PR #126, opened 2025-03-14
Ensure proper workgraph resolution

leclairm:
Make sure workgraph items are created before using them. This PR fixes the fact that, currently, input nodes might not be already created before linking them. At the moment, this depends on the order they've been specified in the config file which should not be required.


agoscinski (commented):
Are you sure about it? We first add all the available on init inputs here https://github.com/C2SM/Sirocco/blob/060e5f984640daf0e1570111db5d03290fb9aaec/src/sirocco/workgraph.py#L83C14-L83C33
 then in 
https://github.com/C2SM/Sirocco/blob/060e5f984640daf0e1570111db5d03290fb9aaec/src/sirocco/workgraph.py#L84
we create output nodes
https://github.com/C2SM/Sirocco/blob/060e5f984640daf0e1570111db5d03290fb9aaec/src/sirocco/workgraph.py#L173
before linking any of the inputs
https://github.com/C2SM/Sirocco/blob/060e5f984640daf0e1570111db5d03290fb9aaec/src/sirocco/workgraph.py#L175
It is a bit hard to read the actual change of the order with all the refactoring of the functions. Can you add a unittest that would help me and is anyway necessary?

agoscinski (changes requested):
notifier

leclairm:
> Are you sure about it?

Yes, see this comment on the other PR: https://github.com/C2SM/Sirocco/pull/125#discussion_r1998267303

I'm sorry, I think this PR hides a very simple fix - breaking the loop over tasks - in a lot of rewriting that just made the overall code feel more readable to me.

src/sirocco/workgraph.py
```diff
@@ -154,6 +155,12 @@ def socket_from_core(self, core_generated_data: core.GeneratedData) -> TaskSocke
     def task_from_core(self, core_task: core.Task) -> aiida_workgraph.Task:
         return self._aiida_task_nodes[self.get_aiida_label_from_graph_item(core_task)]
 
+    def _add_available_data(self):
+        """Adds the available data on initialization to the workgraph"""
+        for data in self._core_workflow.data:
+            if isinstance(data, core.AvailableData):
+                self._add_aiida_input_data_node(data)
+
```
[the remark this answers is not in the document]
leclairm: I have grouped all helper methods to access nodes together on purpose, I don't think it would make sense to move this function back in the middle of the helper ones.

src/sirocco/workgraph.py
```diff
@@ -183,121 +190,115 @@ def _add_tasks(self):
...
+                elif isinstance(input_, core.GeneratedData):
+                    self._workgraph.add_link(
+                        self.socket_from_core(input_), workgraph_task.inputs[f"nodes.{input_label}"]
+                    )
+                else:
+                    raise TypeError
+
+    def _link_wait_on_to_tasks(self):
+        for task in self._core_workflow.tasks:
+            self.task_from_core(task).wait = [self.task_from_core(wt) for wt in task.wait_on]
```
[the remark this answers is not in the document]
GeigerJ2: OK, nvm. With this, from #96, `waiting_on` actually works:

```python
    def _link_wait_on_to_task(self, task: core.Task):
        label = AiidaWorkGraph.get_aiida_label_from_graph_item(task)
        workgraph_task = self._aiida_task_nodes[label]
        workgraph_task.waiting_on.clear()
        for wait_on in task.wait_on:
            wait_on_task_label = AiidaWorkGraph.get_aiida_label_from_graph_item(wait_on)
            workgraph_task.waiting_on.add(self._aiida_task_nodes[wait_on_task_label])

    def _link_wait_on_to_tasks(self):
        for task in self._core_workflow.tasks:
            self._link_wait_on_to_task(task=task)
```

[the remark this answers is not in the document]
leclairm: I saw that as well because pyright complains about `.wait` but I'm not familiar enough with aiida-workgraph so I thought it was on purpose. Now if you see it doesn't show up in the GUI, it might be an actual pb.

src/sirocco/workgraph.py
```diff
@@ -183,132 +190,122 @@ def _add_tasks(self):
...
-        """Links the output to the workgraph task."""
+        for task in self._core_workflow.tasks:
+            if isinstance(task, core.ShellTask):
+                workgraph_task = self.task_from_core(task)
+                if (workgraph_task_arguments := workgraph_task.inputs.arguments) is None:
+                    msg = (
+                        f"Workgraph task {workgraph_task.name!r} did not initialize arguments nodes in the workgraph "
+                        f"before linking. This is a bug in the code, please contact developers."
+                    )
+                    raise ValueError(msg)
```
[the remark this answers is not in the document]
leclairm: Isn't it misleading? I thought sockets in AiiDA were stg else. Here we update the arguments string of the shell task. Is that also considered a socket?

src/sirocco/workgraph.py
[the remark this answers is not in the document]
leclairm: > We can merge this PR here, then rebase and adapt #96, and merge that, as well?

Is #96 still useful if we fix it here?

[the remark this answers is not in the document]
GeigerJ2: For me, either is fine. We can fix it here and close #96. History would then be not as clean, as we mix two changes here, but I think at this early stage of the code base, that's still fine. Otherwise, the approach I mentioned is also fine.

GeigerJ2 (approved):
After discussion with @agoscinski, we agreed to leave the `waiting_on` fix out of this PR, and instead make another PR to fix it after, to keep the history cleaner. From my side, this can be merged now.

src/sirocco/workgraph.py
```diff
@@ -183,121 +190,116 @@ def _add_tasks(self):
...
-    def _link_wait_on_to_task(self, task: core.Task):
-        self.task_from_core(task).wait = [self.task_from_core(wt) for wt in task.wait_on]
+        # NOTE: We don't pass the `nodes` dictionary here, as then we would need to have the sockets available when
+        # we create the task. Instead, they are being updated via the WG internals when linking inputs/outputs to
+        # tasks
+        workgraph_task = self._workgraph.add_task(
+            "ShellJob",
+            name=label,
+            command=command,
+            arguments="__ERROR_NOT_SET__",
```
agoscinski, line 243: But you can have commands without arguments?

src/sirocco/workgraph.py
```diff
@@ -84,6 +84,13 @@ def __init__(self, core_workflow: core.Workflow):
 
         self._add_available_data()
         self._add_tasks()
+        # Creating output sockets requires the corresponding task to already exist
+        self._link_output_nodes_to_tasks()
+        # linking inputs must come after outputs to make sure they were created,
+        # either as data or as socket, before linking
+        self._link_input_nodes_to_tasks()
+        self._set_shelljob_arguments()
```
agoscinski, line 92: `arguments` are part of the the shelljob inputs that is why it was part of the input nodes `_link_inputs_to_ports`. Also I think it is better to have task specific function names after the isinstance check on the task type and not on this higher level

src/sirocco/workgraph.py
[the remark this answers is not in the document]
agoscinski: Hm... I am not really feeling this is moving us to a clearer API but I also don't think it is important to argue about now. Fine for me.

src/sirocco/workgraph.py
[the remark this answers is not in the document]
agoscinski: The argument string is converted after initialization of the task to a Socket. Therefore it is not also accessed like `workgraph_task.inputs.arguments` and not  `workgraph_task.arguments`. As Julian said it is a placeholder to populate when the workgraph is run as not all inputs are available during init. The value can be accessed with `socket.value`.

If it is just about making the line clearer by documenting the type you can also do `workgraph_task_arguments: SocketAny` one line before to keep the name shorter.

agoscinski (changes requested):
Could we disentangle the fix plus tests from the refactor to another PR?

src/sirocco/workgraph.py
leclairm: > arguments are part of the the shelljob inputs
--
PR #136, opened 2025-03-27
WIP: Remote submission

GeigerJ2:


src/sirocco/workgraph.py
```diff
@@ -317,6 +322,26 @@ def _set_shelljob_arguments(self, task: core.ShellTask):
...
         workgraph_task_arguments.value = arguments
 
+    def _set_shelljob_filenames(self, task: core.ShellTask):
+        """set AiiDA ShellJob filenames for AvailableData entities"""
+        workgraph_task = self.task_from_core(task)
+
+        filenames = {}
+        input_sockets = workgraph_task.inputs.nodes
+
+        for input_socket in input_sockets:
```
---
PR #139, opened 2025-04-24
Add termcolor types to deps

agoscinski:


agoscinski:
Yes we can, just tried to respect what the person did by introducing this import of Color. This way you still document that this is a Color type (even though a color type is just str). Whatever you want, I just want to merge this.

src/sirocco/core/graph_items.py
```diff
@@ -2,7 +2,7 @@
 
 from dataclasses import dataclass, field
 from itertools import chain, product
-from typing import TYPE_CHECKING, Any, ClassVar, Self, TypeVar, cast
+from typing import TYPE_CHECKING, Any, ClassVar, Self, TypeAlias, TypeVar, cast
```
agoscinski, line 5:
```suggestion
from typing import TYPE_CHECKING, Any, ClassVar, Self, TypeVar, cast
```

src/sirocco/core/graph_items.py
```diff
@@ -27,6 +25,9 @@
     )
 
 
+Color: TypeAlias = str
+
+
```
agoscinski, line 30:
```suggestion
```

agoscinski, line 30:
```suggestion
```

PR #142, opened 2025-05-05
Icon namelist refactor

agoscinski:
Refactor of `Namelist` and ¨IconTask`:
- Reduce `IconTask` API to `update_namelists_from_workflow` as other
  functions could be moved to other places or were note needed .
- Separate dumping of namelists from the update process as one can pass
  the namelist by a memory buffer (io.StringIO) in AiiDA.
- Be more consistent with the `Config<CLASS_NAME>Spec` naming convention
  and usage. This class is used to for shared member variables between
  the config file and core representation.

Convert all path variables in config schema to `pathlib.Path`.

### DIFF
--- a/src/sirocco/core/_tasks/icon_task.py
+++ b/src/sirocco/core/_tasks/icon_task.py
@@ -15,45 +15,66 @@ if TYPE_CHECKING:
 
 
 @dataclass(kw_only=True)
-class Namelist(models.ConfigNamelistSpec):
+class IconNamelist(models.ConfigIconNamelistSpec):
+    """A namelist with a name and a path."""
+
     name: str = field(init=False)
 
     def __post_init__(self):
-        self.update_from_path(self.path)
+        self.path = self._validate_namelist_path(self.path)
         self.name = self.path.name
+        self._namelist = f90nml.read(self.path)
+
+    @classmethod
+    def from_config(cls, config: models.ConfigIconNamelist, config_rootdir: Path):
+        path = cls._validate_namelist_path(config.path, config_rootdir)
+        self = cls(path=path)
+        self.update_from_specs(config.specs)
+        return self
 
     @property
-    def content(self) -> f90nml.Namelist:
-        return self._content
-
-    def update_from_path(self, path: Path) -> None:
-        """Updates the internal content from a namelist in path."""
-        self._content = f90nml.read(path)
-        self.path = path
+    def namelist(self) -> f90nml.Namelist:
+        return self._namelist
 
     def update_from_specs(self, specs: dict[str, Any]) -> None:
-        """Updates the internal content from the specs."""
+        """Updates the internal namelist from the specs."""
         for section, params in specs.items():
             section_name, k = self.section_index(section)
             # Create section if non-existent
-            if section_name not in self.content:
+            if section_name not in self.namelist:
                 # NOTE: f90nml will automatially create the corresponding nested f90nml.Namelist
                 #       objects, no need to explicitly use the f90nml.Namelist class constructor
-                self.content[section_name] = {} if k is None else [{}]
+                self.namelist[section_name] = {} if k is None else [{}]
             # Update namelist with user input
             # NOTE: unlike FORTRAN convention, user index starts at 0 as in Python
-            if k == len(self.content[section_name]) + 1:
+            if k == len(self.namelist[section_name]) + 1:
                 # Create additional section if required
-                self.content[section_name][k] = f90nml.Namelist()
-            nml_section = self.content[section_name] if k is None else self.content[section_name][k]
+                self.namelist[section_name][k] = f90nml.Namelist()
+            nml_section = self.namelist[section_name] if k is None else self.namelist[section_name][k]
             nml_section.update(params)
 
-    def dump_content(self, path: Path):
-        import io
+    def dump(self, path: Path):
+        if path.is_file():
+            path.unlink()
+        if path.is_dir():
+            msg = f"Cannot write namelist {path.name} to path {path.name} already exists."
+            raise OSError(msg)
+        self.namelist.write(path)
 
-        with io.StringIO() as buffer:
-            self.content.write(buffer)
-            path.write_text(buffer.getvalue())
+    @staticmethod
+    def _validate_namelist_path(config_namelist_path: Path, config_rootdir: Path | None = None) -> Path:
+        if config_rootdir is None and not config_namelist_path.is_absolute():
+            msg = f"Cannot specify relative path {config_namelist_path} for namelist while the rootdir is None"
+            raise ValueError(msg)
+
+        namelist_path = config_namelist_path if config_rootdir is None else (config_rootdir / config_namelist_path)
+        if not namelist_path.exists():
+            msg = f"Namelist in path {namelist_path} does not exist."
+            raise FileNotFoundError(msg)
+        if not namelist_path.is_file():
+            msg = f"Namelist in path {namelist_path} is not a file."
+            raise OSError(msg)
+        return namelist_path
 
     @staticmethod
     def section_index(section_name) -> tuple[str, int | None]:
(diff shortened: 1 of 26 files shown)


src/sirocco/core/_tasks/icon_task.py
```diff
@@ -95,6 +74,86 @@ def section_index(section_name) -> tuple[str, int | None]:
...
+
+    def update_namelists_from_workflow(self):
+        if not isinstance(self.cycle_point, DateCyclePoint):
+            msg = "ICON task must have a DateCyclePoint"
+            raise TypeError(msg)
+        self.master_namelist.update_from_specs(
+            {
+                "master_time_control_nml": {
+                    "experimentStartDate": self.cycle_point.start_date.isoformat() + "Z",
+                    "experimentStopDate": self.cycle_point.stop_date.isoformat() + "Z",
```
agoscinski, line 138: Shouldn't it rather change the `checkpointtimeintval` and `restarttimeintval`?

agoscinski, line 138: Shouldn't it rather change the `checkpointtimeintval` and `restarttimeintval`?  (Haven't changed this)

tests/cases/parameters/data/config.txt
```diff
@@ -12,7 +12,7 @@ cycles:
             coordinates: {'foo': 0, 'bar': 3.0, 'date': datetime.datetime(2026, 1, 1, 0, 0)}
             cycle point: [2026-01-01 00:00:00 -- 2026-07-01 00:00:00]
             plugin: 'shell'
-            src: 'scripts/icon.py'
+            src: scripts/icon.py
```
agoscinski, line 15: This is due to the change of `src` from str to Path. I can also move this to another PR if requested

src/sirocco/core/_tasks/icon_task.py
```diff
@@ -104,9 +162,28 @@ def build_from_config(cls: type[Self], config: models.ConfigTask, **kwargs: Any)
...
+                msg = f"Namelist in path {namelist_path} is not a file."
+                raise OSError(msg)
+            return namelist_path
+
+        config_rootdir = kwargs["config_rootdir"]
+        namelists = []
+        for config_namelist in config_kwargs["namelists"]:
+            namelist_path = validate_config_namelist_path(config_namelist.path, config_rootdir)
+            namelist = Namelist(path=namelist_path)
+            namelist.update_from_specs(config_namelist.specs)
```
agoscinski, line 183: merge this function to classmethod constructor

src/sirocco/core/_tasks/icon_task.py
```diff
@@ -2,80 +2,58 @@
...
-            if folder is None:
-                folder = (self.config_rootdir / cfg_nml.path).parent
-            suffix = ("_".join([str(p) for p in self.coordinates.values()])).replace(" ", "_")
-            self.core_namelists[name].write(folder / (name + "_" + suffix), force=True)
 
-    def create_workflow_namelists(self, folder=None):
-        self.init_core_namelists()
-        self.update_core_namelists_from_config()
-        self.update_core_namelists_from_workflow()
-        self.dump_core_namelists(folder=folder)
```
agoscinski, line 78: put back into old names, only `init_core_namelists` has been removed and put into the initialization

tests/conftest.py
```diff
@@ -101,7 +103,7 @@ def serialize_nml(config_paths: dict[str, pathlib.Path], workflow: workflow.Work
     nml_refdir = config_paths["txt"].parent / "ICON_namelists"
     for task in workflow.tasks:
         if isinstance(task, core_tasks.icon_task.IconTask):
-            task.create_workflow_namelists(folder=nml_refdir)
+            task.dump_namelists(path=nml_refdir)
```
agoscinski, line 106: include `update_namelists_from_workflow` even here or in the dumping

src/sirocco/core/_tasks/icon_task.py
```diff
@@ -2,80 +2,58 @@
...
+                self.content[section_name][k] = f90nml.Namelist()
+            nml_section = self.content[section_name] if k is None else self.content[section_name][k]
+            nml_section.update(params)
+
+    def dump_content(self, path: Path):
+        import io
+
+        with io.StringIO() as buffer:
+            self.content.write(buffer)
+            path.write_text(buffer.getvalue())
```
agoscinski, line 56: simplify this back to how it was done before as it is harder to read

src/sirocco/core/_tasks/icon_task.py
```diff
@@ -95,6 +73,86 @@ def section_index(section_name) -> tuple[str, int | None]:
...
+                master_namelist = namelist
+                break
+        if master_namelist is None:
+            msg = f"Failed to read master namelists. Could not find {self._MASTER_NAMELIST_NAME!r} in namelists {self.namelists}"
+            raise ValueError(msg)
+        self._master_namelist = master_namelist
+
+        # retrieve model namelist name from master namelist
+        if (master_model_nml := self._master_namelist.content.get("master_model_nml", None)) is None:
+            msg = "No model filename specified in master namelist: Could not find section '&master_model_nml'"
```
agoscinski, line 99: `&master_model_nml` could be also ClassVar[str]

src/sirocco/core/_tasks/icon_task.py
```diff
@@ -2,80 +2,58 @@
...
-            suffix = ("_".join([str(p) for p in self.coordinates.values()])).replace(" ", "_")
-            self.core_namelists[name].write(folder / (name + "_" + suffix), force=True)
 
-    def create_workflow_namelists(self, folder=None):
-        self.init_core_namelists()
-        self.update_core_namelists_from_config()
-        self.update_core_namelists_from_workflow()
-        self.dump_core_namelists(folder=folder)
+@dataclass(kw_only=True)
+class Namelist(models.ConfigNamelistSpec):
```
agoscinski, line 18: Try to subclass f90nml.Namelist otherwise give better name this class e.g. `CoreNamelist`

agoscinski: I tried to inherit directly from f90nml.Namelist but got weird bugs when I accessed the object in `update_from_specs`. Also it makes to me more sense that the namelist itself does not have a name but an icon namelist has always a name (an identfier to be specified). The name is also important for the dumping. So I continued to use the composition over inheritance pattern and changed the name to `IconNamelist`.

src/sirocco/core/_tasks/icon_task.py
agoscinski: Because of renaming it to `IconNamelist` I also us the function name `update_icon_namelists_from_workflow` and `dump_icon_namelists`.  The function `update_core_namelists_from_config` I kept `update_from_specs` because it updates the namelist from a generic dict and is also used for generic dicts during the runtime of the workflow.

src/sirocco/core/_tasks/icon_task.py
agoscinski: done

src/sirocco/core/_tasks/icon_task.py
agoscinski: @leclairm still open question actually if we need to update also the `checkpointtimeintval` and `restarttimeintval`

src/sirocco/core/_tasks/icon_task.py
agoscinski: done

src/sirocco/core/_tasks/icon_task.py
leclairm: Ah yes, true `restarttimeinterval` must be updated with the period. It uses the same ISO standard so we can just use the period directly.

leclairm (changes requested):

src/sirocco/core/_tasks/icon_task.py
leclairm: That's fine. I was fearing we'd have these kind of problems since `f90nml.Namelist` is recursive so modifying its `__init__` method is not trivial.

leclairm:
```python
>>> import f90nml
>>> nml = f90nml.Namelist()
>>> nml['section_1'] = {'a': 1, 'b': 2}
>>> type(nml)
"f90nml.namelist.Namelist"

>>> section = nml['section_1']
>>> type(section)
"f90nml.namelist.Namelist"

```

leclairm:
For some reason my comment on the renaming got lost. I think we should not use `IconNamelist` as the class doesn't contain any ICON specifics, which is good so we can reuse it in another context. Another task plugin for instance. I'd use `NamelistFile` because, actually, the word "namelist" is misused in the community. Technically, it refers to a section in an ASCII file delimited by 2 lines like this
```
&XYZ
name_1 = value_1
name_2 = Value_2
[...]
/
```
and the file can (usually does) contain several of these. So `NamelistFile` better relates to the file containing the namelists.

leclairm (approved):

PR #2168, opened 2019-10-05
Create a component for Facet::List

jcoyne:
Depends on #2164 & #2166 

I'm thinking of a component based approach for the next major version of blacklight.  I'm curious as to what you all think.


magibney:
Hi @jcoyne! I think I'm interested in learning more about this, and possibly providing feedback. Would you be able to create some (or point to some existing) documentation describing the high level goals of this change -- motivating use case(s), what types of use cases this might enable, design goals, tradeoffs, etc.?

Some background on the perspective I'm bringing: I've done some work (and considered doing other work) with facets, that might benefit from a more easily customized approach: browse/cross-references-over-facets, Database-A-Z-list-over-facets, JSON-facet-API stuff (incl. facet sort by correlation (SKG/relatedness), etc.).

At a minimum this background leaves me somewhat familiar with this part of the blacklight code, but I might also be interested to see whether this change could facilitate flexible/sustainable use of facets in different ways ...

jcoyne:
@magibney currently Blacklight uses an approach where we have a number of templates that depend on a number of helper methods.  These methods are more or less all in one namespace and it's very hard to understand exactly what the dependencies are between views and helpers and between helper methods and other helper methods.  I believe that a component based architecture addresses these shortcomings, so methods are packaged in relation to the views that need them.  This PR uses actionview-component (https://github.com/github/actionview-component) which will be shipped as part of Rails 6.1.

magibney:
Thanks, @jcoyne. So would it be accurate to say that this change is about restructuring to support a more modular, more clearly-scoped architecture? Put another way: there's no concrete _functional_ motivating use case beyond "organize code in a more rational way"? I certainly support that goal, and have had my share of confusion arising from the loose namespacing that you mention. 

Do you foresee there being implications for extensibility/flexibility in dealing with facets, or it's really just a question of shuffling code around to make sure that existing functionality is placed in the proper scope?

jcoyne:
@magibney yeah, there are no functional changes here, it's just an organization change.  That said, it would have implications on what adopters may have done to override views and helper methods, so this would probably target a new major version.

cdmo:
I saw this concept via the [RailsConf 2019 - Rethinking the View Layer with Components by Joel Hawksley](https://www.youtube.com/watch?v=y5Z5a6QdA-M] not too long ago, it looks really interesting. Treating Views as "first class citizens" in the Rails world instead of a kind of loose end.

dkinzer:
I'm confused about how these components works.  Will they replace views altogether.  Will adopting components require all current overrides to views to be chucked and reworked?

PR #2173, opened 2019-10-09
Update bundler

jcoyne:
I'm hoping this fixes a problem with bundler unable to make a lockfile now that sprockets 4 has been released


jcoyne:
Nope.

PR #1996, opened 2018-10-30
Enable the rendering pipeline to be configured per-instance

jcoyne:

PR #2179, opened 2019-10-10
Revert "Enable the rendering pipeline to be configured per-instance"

- REQUIRED ACTION -
Go through the listing above and copy each line in which the string "these" is found.

- OUTPUT BELOW -
leclairm: That's fine. I was fearing we'd have these kind of problems since `f90nml.Namelist` is recursive so modifying its `__init__` method is not trivial.
and the file can (usually does) contain several of these. So `NamelistFile` better relates to the file containing the namelists.
@magibney currently Blacklight uses an approach where we have a number of templates that depend on a number of helper methods.  These methods are more or less all in one namespace and it's very hard to understand exactly what the dependencies are between views and helpers and between helper methods and other helper methods.  I believe that a component based architecture addresses these shortcomings, so methods are packaged in relation to the views that need them.  This PR uses actionview-component (https://github.com/github/actionview-component) which will be shipped as part of Rails 6.1.
I'm confused about how these components works.  Will they replace views altogether.  Will adopting components require all current overrides to views to be chucked and reworked?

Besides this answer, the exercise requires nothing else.